▸ Task directions: Your task is to copy every line of the entries that contains "dependency".

[Stored data]
::::
PR #1944, opened 2017-10-25
CORDA-351: force update dependencies and suppress vulnerabilities not…

bpaunescu:
Updated some dependencies to newer versions which have solved the vulnerability issues found by the dependency-check analyzer.

### DIFF
--- a/.ci/dependency-checker/suppressedLibraries.xml
+++ b/.ci/dependency-checker/suppressedLibraries.xml
@@ -10,5 +10,22 @@
       <cpe>cpe:/a:apache:struts:2.0.0</cpe>
    </suppress>
     -->
-
+    <suppress>
+        <!-- Vulnerability when using SSLv2 Hello messages. Corda uses TLS1.2-->
+        <notes><![CDATA[file name: catalyst-netty-1.1.2.jar]]></notes>
+        <gav regex="true">^io\.atomix\.catalyst:catalyst-netty:.*$</gav>
+        <cve>CVE-2014-3488</cve>
+    </suppress>
+    <suppress>
+        <!-- Vulnerability to LDAP poisoning attacks. Corda doesn't use LDAP-->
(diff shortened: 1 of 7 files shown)


fenryka:
adding @Clintonio to the review for the Gradle stuff, LGTM but I'll give him the final OK

.ci/dependency-checker/suppressedLibraries.xml
```diff
@@ -10,5 +10,22 @@
       <cpe>cpe:/a:apache:struts:2.0.0</cpe>
    </suppress>
     -->
-
+    <suppress>
```
Clintonio: Can we add a JIRA to re-visit these later? We'll want to enable them if they get fixed.

client/jfx/build.gradle
```diff
@@ -37,6 +37,9 @@ dependencies {
     compile 'org.fxmisc.easybind:easybind:1.0.3'
 
     // Artemis Client: ability to connect to an Artemis broker and control it.
+    // TODO: remove the forced update of commons-collections and beanutils when artemis updates them
+    compile group: 'org.apache.commons', name: 'commons-collections4', version: "$commons_collections_version"
```
Clintonio: Please change these to the stringly form. While this form is more type safe it isn't standard across our gradle files.

.ci/dependency-checker/suppressedLibraries.xml
bpaunescu: Added https://r3-cev.atlassian.net/browse/CORDA-745

mikehearn:
I have filed https://issues.apache.org/jira/browse/ARTEMIS-1483 to get Artemis to upgrade Apache CC. They already did upgrade CC once before to fix this issue, however the fix didn't take because they are importing CC via BeanUtils as well. 

Thanks!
::::
▸ Solved problem:
Updated some dependencies to newer versions which have solved the vulnerability issues found by the dependency-check analyzer.
--- a/.ci/dependency-checker/suppressedLibraries.xml
+++ b/.ci/dependency-checker/suppressedLibraries.xml
.ci/dependency-checker/suppressedLibraries.xml
.ci/dependency-checker/suppressedLibraries.xml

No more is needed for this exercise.